In this post, I will explain how a new preview feature, Azure Site Recovery for Azure Virtual Machines, can provide disaster recovery services for virtual machines that are running in Azure.
Disaster recovery is a hot topic. British Airways has had days of flight issues because of data center and power issues. AWS had a massive outage in one of its regions in February. WannaCrypt/WannaCry has made everyone think about dat availability, services availability, and security.
I wrote an article back in March that discusses how to avoid AWS-style outages when deploying virtual machine-based services in Azure. In that article, I explained that despite the myths and assumptions, neither AWS or Azure replicates virtual machines for you to another region. If that region goes offline, as has happened to AWS US East in Virignia many times now, then anything you have there will stay offline. No magic fairies are sprinkling dust to wormhole your machines and data to another online region.
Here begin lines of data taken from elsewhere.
PR #1492, opened 2021-10-03
fix for #1491 new shelf creation not displaying name field

### LINKED ISSUE #1491: Creating a new shelf when a default shelf selected does not provide name option
**Describe the bug**
The `Create Shelf` form does not display a `name` field if the currently selected shelf is one of of the default shelves (`All books`, `To Read`, `Currently Reading`, `Read`). When you save the new shelf it is created, but with a duplicate name of whatever you had selected at the time of creation.

**To Reproduce**
1. Go to 'user/{yourname}/books/'
2. Click on 'Create Shelf'
3. See only the 'Description' field
4. fill in description and save shelf
5. Notice that you have created a new shelf with the duplicate name 'All books`

**Expected behavior**
The `Name` field should appear when creating a new shelf, regardless of which shelf is currently selected.

**Screenshots**
Create shelf with default shelf selected:
bad

Create shelf with non-default existing shelf selected:

good

**Instance**
bookwyrm.social

**Additional context**
I haven't previously noticed there is a description field for shelves, maybe this is new?

---

    - OS: MacOS
    - Browser Firefox
    - Version 92.0

hughrun:
When selecting "Create shelf" whilst a default shelf is currently selected, the option to create a new name is suppressed and the new list will take on the same name as the selected default list. This PR changes the behaviour inherited from the "Edit shelf" logic such that `editable` is always true when _creating_ shelves.

fixes #1491


mouse-reeve:
Perfect! Thank you :)

PR #1511, opened 2021-10-06
Oulipo localizations

mouse-reeve:
(cc @reesporte )


mouse-reeve:
trying this through crowdin instead

PR #1529, opened 2021-10-13
Add sorting to shelf. Use table-sort-header

### LINKED ISSUE #1519: Book sorting in library (your books)
I have more than 300 books and the way they're sorted by default (guess it's by rating) doesn't make any sense to me personally.
For me sorting by date added would make more sense but it might well be by author for others or other criteria.

scientia-ac-labore:
# Description
This PR add sorting to shelves. I used template from announcements. Sorting works for title, author, shelved, started, finished, rating fields. Default shelved. 
Close #1519
P.S pylint and black without problem on my side now


scientia-ac-labore:
I have made all changes. And I have noticed one problem if I annotate authors using F() in line 77, if book has two or more authors there was books occur again. So rewrite this using Subquery.

PR #1575, opened 2021-10-26
Move actor model attrs into their own abstract class

mouse-reeve:


mouse-reeve:
I'm closing this because it's too old; if this task is worth revisiting, it would be easier to start fresh.

PR #1589, opened 2021-11-05
match page title to active shelf

### LINKED ISSUE #1586: Make Page Title Match Shelf Name
Rather minor suggestion, but it came to my attention when I was managing three of my shelves (To Read, Currently Reading, Audiobooks) across multiple tabs. In this screenshot I have each of the three open in separate tabs but they're indistinguishable. 

image

All of the page titles say "Your Books" when I think it'd make more sense to have it be the shelf title so people can identify tabs easier.

hughrun:
Resolves #1586

### DIFF
--- a/bookwyrm/templates/shelf/shelf.html
+++ b/bookwyrm/templates/shelf/shelf.html
@@ -5,7 +5,7 @@
 {% load i18n %}
 
 {% block title %}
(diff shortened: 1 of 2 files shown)


mouse-reeve:
thank you!!

PR #1591, opened 2021-11-06
Misc/small template fixes

nycterent:
fixes some mistypes and removes quotes from smtp hostname - solves connection problem.


mouse-reeve:
ah sorry about this merge weirdness! It looks like you made this change to the configuration in the production branch, so it's getting confused about the branch differences. I think the files you want to change are available in the `main` branch, so if you're down to make the fixes to the files there, that would work as expected.

I really appreciate the fixes

PR #1605, opened 2021-11-14
Don't delete non-form data when editing authors 

### LINKED ISSUE #1584: Editing an author deletes author data not in form
**Describe the bug**
Editing an author saves the form data as an update. `isni` and `viaf_id` are not part of the form, so these values are deleted when the author details are edited.

**To Reproduce**
1. Go to 'author page'
2. Click on 'Edit'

This means that you have to deploy duplicate virtual machine builds, mirror the application installations and maintenance, enable inter-region connectivity, and replicate data from one region to another. In the event of an outage in a cloud service region, you need to have more than double the amount of effort and costs to ensure business continuity. Until now…
Azure-to-Azure Site Recovery
Microsoft has launched a preview service that allows you to optionally replicate virtual machines from one region to another close-by region. For example, virtual machines running in North Europe (Dublin) can be replicated to one of the following: UK West (Wales), UK South (London), or West Europe (Amsterdam).
This cluster of regions is referred to as a geographic cluster. The following clusters are available for replicating virtual machines in Azure:
The solution is based on mature technologies. The Azure recovery services vault, placed in another region from the production virtual machines, provides management and orchestration. A Mobility Service from InMage Scout virtual machine extension provides the replication functionality. Think of it as an Azure-managed virtual machine integration service. No, Azure is not using Hyper-V Replica. There are a few differences:
- Replication is continuous. Instead of being interval-based, it is still asynchronous for range and performance reasons.
- Replication is based on a filter driver in the guest OS or the Mobility Service. It is not a change log stored with the virtual hard disk.
As a result of the latter, there is a smaller compatibility list than you will find for private site-Azure replication when using Hyper-V hosts. The Mobility Service only supports a subset of Azure compatible OS today:
There are some notable missing OS:
- Windows Server 2016
However, this is a preview release, so things can change as we move toward general availability.
This new DR feature is an as-a-service option. This means that you require limited engineering to get things going. A simple recovery services vault and resource group in another region in the geographic cluster will do the trick. You can simply enable replication for each required virtual machine. Azure Site Recovery will create any required dependencies such as storage accounts, networks, and subnets. Names are based on the original deployment and a suffix is added. You can customize the naming.
A default replication policy is offered but you can customize it. Configuring how recovery points are kept and how many of those points are application consistent, are a few examples of how you can customize.
Some of the usual features of Azure Site Recovery are there to use. An important one is the ability to run a non-disruptive test failover. With this ability, you can test your failover and ensure that if a region fails, your business can survive in another region.
Azure veterans should already be aware that Azure Site Recovery offers customers the ability to “lift and shift” migrate virtual machines from VMware or Hyper-V to Azure. It is free of cost if the process is completed within 31 days, per virtual machine. You simply enable replication, perform a test failover, do a planned failover, commit the action, and strip away replication.
Azure-to-Azure Site Recovery will offer region mobility for customers that wish to relocate their services. For example, customers in the UK might choose to relocate from North Europe or West Europe might choose to relocate to one of the UK regions.